Heteroplasmy: presence of more than one mtDNA variant in an individual.

Mitochondrial bottleneck during oogenesis.

Makes MT DNA interesting.

more than 200 diseases are mutations in mtDNA.  Can be severe, frequency of disease/normal mtDNA in one person can determine severity.  There is no cure – so focus is on prevention of transmission.  (Nuclear transfer of maternal DNA into a n enucleated oocite of a healthy female could be done… but hasn’t been proved.)

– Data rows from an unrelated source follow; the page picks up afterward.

PR #673, opened 2026-01-22
Only build mbedtls_rsa_deduce_private_exponent when key generation is enabled

### LINKED ISSUE #669: Only build mbedtls_rsa_deduce_private_exponent when key generation is enabled
Since TF-PSA-Crypto 1.0, there is no way to import an RSA private key without the private exponent. We've already done some cleanup (https://github.com/Mbed-TLS/TF-PSA-Crypto/issues/576), but the now private function `mbedtls_rsa_deduce_private_exponent()` is still present in the build and used in tests.

`mbedtls_rsa_deduce_private_exponent()` needs to remain in the code because it's used during key generation. But we don't need it in builds without RSA key generation.

There is test data in `test_suite_rsa.data` which has key pairs given only by (N, E, Q, P) without D. We should rewrite this test data to have complete RSA key data, in particular with D. Strictly speaking, the goal of this issue is only to add the private exponent to the data; however we might want to move directly to the standard ASN.1 representation of private keys with all the fields.

Goals of this issue:

* `test_suite_rsa.data` doesn't have key pairs given only by (N, E, Q, P).
* In `test_suite_rsa.function`, `mbedtls_rsa_test_fill_context()` doesn't try to fill in for a missing D. (Of course, in public keys, only N and E are present.)
* `mbedtls_rsa_deduce_private_exponent` is guarded by `MBEDTLS_PSA_BUILTIN_WANT_RSA_KEY_PAIR_GENERATE` (or `MBEDTLS_GENPRIME`, which is the legacy symbol with the same meaning).

valeriosetti:
## Description

Resolves #669

## PR checklist

- [ ] **changelog** not required because: `mbedtls_rsa_deduce_private_exponent` in an internal function so adding a guard to it is not something visible to the user.
- **tests**  provided: updated as requested in the issue


bjwtaylor (dismissed):

bjwtaylor:
The CI looks broken, is this expected?

valeriosetti:
> The CI looks broken, is this expected?

Nope, there was a problem with the last minute rebase that I did to resolve a conflict on the RSA test data before leaving for vacations. Now it should be fixed. Let's see what the CI thinks. Once it's happy I will ping you again.

bjwtaylor (approved):

PR #683, opened 2026-02-04
PSA API for SHAKE

### LINKED ISSUE #627: XOF PSA driver interface and built-in interface
Implement the PSA XOF interface at the driver wrapper level and in built-ins, with support for SHAKE.

Expected test coverage:

* SHAKE through the built-in interface (good cases only, including multipart testing).
* SHAKE through driver wrappers (good cases only, including multipart testing). Normally we'd rely on testing the API, but we aren't doing the API yet.
* XOF test driver.

Note: we aren't doing the PSA XOF _application_ interface yet due to unresolved technical debt in psasim which makes it hard to add a new API function.

Prototyped in https://github.com/Mbed-TLS/TF-PSA-Crypto/pull/626

Prerequisite: https://github.com/Mbed-TLS/TF-PSA-Crypto/issues/621

gilles-peskine-arm:
Add SHAKE128 and SHAKE256 through the PSA API. Resolves https://github.com/Mbed-TLS/TF-PSA-Crypto/issues/627 and more.

Status: ready.

Needs preceding PR:

1. [x] https://github.com/Mbed-TLS/mbedtls-framework/pull/265
2. [x] https://github.com/Mbed-TLS/mbedtls/pull/10600 — Update the framework to the merge of https://github.com/Mbed-TLS/mbedtls-framework/pull/265 (needed for psasim to pass in the TF-PSA-Crypto CI on branches where #683 is merged).

## PR checklist

- [x] **changelog** provided
- [x] **framework PR** provided https://github.com/Mbed-TLS/mbedtls-framework/pull/265
- [x] **mbedtls development PR** prerequisite to update the framework: https://github.com/Mbed-TLS/mbedtls/pull/10600
- **tests**  provided


drivers/builtin/src/psa_crypto_xof.c
```diff
@@ -0,0 +1,149 @@
...
+    switch (operation->alg) {
+
+#if defined(MBEDTLS_PSA_BUILTIN_ALG_SHAKE128)
+        case PSA_ALG_SHAKE128:
+#endif
+#if defined(MBEDTLS_PSA_BUILTIN_ALG_SHAKE256)
+        case PSA_ALG_SHAKE256:
+#endif
+#if defined(MBEDTLS_PSA_BUILTIN_ALG_SOME_SHAKE)
+    mbedtls_sha3_update(&operation->ctx.shake, input, input_length);
```
gilles-peskine-arm, line 109: The weird indentation is an existing bug (see e.g. `psa_crypto_hash.c`) which I hadn't noticed until now, and I've [reported](https://github.com/uncrustify/uncrustify/issues/4622). To be fair, what we're doing here with guarded case statements is weird. But it makes perfect sense for what we're doing — multiple features that can be activated independently at compile time, but that have very similar implementations.

include/psa/crypto_values.h
```diff
@@ -970,6 +983,36 @@
...
+ *
+ * \return              \c 1 if \p xof_alg supports a context parameter
+ *                      passed with psa_xof_set_context(). This includes
+ *                      XOF algorithms with an optional context.
+ *                      \c 0 if \p xof_alg does not allow a context parameter.
+ *                      Unspecified if \p xof_alg is not a supported
+ *                      XOF algorithm.
+ */
+#define PSA_ALG_XOF_HAS_CONTEXT(xof_alg)        \
+    (((alg) & PSA_ALG_XOF_CONTEXT_FLAG) != 0)
```
bjwtaylor: Should this be xof_alg? Or are you relying on the caller to declare alg prior to calling the macro?

drivers/builtin/src/psa_crypto_xof.c
bjwtaylor, line 109: So, here we are ignoring the return code. I suspect this is because the function currently cannot fail. So in this case it should not return an error, however should we be checking the return code anyway to capture any potential future errors as the code evolves?

drivers/builtin/src/psa_crypto_xof.c
```diff
@@ -0,0 +1,149 @@
...
+{
+    /* A context must be freshly initialized before it can be set up. */
+    if (operation->alg != 0) {
+        return PSA_ERROR_BAD_STATE;
+    }
+
+    switch (alg) {
+#if defined(MBEDTLS_PSA_BUILTIN_ALG_SHAKE128)
+        case PSA_ALG_SHAKE128:
+            mbedtls_sha3_starts(&operation->ctx.shake, MBEDTLS_SHA3_SHAKE128);
```
bjwtaylor, line 62: So, I guess the return code is ignored here because we check MBEDTLS_PSA_BUILTIN_ALG_SHAKE128 is defined and if this defined MBEDTLS_SHA3_WANT_SHAKE128 will also be defined and this will currently always pass. However for future maintainability should the error code be checked to allow for future evolution of the function.

drivers/builtin/src/psa_crypto_xof.c
```diff
@@ -0,0 +1,149 @@
...
+            break;
+#endif
+#if defined(MBEDTLS_PSA_BUILTIN_ALG_SHAKE256)
+        case PSA_ALG_SHAKE256:
+            mbedtls_sha3_starts(&operation->ctx.shake, MBEDTLS_SHA3_SHAKE256);
```
bjwtaylor, line 67: So, I guess the return code is ignored here because we check MBEDTLS_PSA_BUILTIN_ALG_SHAKE256 is defined and if this defined MBEDTLS_SHA3_WANT_SHAKE256 will also be defined and this will currently always pass. However for future maintainability should the error code be checked to allow for future evolution of the function.

drivers/builtin/src/psa_crypto_xof.c
```diff
@@ -0,0 +1,149 @@
...
+            (void) input_length;
+            return PSA_ERROR_BAD_STATE;
+    }
+}
+
+psa_status_t mbedtls_psa_xof_output(
+    mbedtls_psa_xof_operation_t *operation,
+    uint8_t *output, size_t output_size)
+{
+    /* TODO: fill output with something "safe" in case of error.
```
bjwtaylor, line 124: Is this TODO expected to be merged?

bjwtaylor (commented):
Still need to do a full review, though a quick few things I noticed and had questions on.

include/psa/crypto_values.h
gilles-peskine-arm: It should be `xof_alg`.

This didn't break the build because the only place where this macro is used happens to pass `alg` as the argument!

drivers/builtin/src/psa_crypto_xof.c
gilles-peskine-arm: There won't be future errors. The low-level modules don't allocate memory, don't use potentially unavailable hardware, and aren't called with invalid arguments, which are the only reasons they can fail. If we were writing `sha3.c` from scratch, we'd make the functions return `void`, to make the code simpler and smaller.

It was different before TF-PSA-Crypto 1.0 because low-level modules could have alternative implementations (`MBEDTLS_SHA3_ALT`) which could return errors (at least `MBEDTLS_ERR_PLATFORM_HW_ACCEL_FAILED`).

We don't have time to clean up all the low-level modules, or even just `sha3.c`, but there's no point in catching errors that won't happen.

drivers/builtin/src/psa_crypto_xof.c
gilles-peskine-arm: Maybe. We have a best-effort guideline to return “safe” outputs on failure. Some aspects are clear, for example don't leak any part of the plaintext if decryption fails. For something like a hash calculation, we set the output to something that isn't the hash of anything (so all-bytes-zero works). But what is “safe” for a XOF? I'm not sure there's any good answer.

drivers/builtin/src/psa_crypto_xof.c
gilles-peskine-arm: How I think a low-level crypto module interface should look like nowadays: https://github.com/gilles-peskine-arm/TF-PSA-Crypto/blob/8fd3b6d1dfb232a8e6430f4a11b9759bf4e1c982/drivers/builtin/src/ascon_internal.h

drivers/builtin/include/mbedtls/private/crypto_builtin_primitives.h
```diff
@@ -80,6 +80,29 @@ typedef struct {
 
 #define MBEDTLS_PSA_HASH_OPERATION_INIT { 0, { 0 } }
 
+/*
+ * XOF (extendable-output functions) multi-part operation definitions.
+ */
+
+#if defined(MBEDTLS_PSA_BUILTIN_ALG_SHAKE128) || \
+    defined(MBEDTLS_PSA_BUILTIN_ALG_SHAKE256) || \
+    0
```
valeriosetti, line 89:
```suggestion
    defined(MBEDTLS_PSA_BUILTIN_ALG_SHAKE256)
```
?

valeriosetti (changes requested):
Only one very minor detail, but a part from that it looks good to me

drivers/builtin/include/mbedtls/private/crypto_builtin_primitives.h
gilles-peskine-arm: Why? The idea is to use 0 as a terminator so that adding an algorithm doesn't require changing the previous line.

gilles-peskine-arm:
I amended the commit to update the framework submodule to use the head of `main`, now that the framework prerequisite is merged. No change of base was necessary. I fixed https://github.com/Mbed-TLS/TF-PSA-Crypto/pull/683#discussion_r2792741889 in a new commit. I don't think any of the other comments require a change.

drivers/builtin/include/mbedtls/private/crypto_builtin_primitives.h
valeriosetti: Yeah, I guessed that, but it's not a pattern I've seen being used that often in the project. Anyway

valeriosetti (approved):

drivers/builtin/src/psa_crypto_xof.c
bjwtaylor: Ok, happy to close this then.

bjwtaylor (approved):

Issue #476, opened 2025-09-25
Large key buffer allocated on stack in pk.c causes issues on constrained devices


Ashish285:
### Description
In [drivers/builtin/src/pk.c#L727](https://github.com/Mbed-TLS/TF-PSA-Crypto/blob/development/drivers/builtin/src/pk.c#L727), a key buffer is allocated directly on the stack.

```
unsigned char data[PSA_KEY_EXPORT_MAX_SIZE];
```

On edge devices with limited stack memory, this can cause stack overflows or severely limit available stack space for other operations.

### Suggested enhancement

* Consider allocating this buffer from the heap or using a caller-provided buffer.
* If a fixed buffer is required, make it configurable at compile time (e.g., MBEDTLS_PSA_KEY_BUFFER_ALLOC).

mpg:
Hi @Ashish285 and thanks for your report!

You're making a good point. When we added this buffer it was only used for ECC keys, which are always relatively small, so I think a stack buffer was appropriate at that time. Later we started using it for RSA keys as well, making the maximum size much larger, and we didn't revisit the location of this buffer.

> Consider allocating this buffer from the heap or using a caller-provided buffer.

I think that's probably our best option. PK already relies on heap allocations quite heavily - until 3.6 it directly made allocations, and even now it indirectly makes a lot of them via bignum under the hood. So I don't think it makes sense to avoid a heap allocation here.

> If a fixed buffer is required, make it configurable at compile time (e.g., MBEDTLS_PSA_KEY_BUFFER_ALLOC)

I don't think a fixed buffer is required. However, regarding compile-time configuration, note that if your application is only using ECC keys, you'll want to make sure support for RSA keys (`PSA_WANT_KEY_TYPE_RSA_PUBLIC`) is disabled in your config. This should make the size of this buffer more reasonable.

gilles-peskine-arm:
We're overdue for adding PQC support. It's likely that PK will start supporting ML-DSA in 2026, and you really don't want an ML-DSA public key on the stack. Or even just to consume the size of the largest ML-DSA key in all PK objects even when you happen to be doing ECC.

mpg:
Sharing some thoughts I had about this.

[...]

PR #684, opened 2026-02-05
PK write: avoid large stack buffer

mpg:
## Description

Avoid uselessly allocating a large buffer on the stack when writing out RSA keypairs.

A step towards addressing https://github.com/Mbed-TLS/TF-PSA-Crypto/issues/476

## PR checklist

- [x] **changelog** not required because: will be added when we finally fix 476
- [x] **mbedtls 3.6 PR** provided https://github.com/Mbed-TLS/mbedtls/pull/10592
- **tests**  provided

### DIFF
--- a/drivers/builtin/src/pkwrite.c
+++ b/drivers/builtin/src/pkwrite.c
@@ -37,22 +37,22 @@
 static int pk_write_rsa_der(unsigned char **p, unsigned char *buf,
                             const mbedtls_pk_context *pk)
 {
-    uint8_t tmp[PSA_KEY_EXPORT_RSA_KEY_PAIR_MAX_SIZE(PSA_VENDOR_RSA_MAX_KEY_BITS)];
-    size_t tmp_len = 0;
+    psa_status_t status;
+    size_t buf_size = (size_t) (*p - buf);
+    size_t key_len = 0;
 
-    if (psa_export_key(pk->priv_id, tmp, sizeof(tmp), &tmp_len) != PSA_SUCCESS) {
-        return MBEDTLS_ERR_PK_BAD_INPUT_DATA;
+    status = psa_export_key(pk->priv_id, buf, buf_size, &key_len);
+    if (status != PSA_SUCCESS) {
+        return status;
     }
-    /* Ensure there's enough space in the provided buffer before copying data into it. */
-    if (tmp_len > (size_t) (*p - buf)) {
-        mbedtls_platform_zeroize(tmp, sizeof(tmp));
-        return MBEDTLS_ERR_ASN1_BUF_TOO_SMALL;
-    }
-    *p -= tmp_len;
-    memcpy(*p, tmp, tmp_len);
-    mbedtls_platform_zeroize(tmp, sizeof(tmp));
 
-    return (int) tmp_len;
+    /* We wrote to the beginning of the buffer while
+     * we were supposed to write to its end. */
+    *p -= key_len;
+    memmove(*p, buf, key_len);
+    mbedtls_platform_zeroize(buf, *p - buf);
+
+    return (int) key_len;
 }
 
 static int pk_write_rsa_pubkey(unsigned char **p, unsigned char *start,
--- a/tests/suites/test_suite_pkwrite.function
+++ b/tests/suites/test_suite_pkwrite.function
@@ -77,9 +77,7 @@ static void pk_write_check_context(mbedtls_pk_context *key,
                                    unsigned char *check_buf, size_t check_buf_len)
 {
     unsigned char *buf = NULL;
-    int expected_error = is_der ?
-                         MBEDTLS_ERR_ASN1_BUF_TOO_SMALL :
-                         MBEDTLS_ERR_BASE64_BUFFER_TOO_SMALL;
+    int expected_error = PSA_ERROR_BUFFER_TOO_SMALL;
 
     /* Test with:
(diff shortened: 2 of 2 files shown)


tests/suites/test_suite_pkwrite.function
```diff
@@ -104,59 +142,31 @@ static void pk_write_check_common(char *key_file, int is_public_key, int is_der)
...
-     * that the writing functions fails as expected. */
-    for (size_t i = 1; i < buf_len; i++) {
-        TEST_EQUAL(pk_write_any_key(&key, &start_buf, &i, is_public_key,
-                                    is_der), expected_result);
-    }
-    TEST_EQUAL(pk_write_any_key(&key, &start_buf, &buf_len, is_public_key,
-                                is_der), 0);
-
-    TEST_MEMORY_COMPARE(start_buf, buf_len, check_buf, check_buf_len);
+    pk_write_check_context(&key, is_public_key, is_der,
```
valeriosetti: As I was [recently remembered](https://github.com/Mbed-TLS/mbedtls-framework/pull/257#discussion_r2686772354) by @gilles-peskine-arm, using macros like `TEST_EQUAL()` does not cause the test function to terminate immediately. It just marked as failed but then it continues until the next real failure (if any) or to the normal termination.
As a consequence I think that `pk_write_check_context` should return an error on failure and then consuming functions like `pk_write_check_common` should just do:
```
ret = pk_write_check_context(...)
if (ret != 0) {
   goto exit;
}
```

valeriosetti (changes requested):
All good. I only left a comment for improving test code.

tests/suites/test_suite_pkwrite.function
mpg: Ah, thanks for the reminder! I don't think really a problem here: if the caller just continues to execute after a failure, it just possibly test again with a wrapping context, which is admittedly a waste of time, but not causing any real issues.

Anyway, I'm changing as you suggested, for the sake of robustness.

valeriosetti (approved):

tests/suites/test_suite_pkwrite.function
valeriosetti: Yeah, I agree that in this case this wouldn't have been problematic. My intent is mostly to keep some good practices and common patterns so that if in the future someone else would like to implement something and take a look at what's already there, they will find a good reference

valeriosetti: Thanks for addressing this!

drivers/builtin/src/pkwrite.c
```diff
@@ -37,22 +37,22 @@
...
+    size_t key_len = 0;
 
-    if (psa_export_key(pk->priv_id, tmp, sizeof(tmp), &tmp_len) != PSA_SUCCESS) {
-        return MBEDTLS_ERR_PK_BAD_INPUT_DATA;
-    }
-    /* Ensure there's enough space in the provided buffer before copying data into it. */
-    if (tmp_len > (size_t) (*p - buf)) {
-        mbedtls_platform_zeroize(tmp, sizeof(tmp));
-        return MBEDTLS_ERR_ASN1_BUF_TOO_SMALL;
+    status = psa_export_key(pk->priv_id, buf, buf_size, &key_len);
```
bjwtaylor, line 44: I know this is pre-existing. However does the psa_export_key guarantee not to leak during a failure? If not is worth zeroising the buffer? Maybe even worth doing it anyway just as good practice?

bjwtaylor (commented):
Just one small question.

drivers/builtin/src/pkwrite.c
gilles-peskine-arm: All PSA API functions are supposed to leave “safe” outputs on failure. That in particular means no confidential data if the function fails.

mpg: Aha, I asked myself the same question while editing the code, then got focused on something else and forgot about this, so thank you Ben for raising it :)

> All PSA API functions are supposed to leave “safe” outputs on failure. That in particular means no confidential data if the function fails.

Looking at the API reference, [5.3.2](https://arm-software.github.io/psa-api/crypto/1.4/overview/conventions.html#behavior-on-error) says: "the content of output parameters is not defined", but a bit below: "When a function returns an error status, it is recommended that implementations set output parameters to safe defaults to avoid leaking confidential data and limit risk, in case an application does not properly handle all errors."

So I guess users should not rely on the content being safe, but as implementers we are imposing this on ourselves as a matter of implementation quality.

But here in PK we're users of the PSA Crypto API, so perhaps we should not make any assumption beyond what the API reference guarantees? Also, if drivers are in use, I don't think we can assume they're going to follow the recommendation as we do.

mpg: I think the conclusion of yesterday's discussion is that no change is needed here. It is still under discussion, as part of the effort on standardising the driver API, whether the responsibility of ensuring the `psa_export_key()` doesn't leave confidential data around on failure is on the driver or the core, but in any case it is not PK's responsibility.

As a result, I think no change is needed here. @bjwtaylor if that's also your understanding of the discussion, I think this discussion can be marked as resolved.

bjwtaylor: Agreed, I think we can resolve this as per the discussion yesterday.

bjwtaylor (approved):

mtDNA mutations are predisposing to features of aging. (alzheimers, parkinsons, diabetes, etc). Also possible link to autism.

mtDNA mutations are also markers for cancer – link not yet determined.

Recent studies with NGS get you further indetecting heteroplasmy, but outstanding dissagreements. (He at al, 2010 : heteroplasmy is common (from cell lines), Li et al, 2010: heteroplasmy is rare (from 131 individuals.))

question: how does heteroplasmy affect individuals, and how does it change during transmission to offspring?

Study design [not blogging this part – go read the research. (-: ]

Real challenge: how to distinguish low freq heteroplasmy from seq errors?  Tackled with lots of simulations and clonal samples and spike ins. Result: 2% or greater (conservatively, probably closer to 1%).


6 heteroplasmic sites – [nice map of chrMT, but um… yeah, not bloggable without a camera.]

“Static heteroplasmy” never observed.  Frequency shift without mutation, somatic (shifts in minor allele frequency between tissues) and germline (passed on to child) mutations observed.

Found: One germline, 3 frequency shits, 2 somatic mutations.

The one germline was different between two children from one mother, suggested that mutation happened early on.

Use Galaxy for this project.  History and log are available for this project – can be run on the cloud if you like. [cool.]


  • Heteroplasmic frequency shifts happen frequently,
  • analysis is reproducible,
  • objective determination frequency threshold calculations,
  • and a framework exists for repeating this work.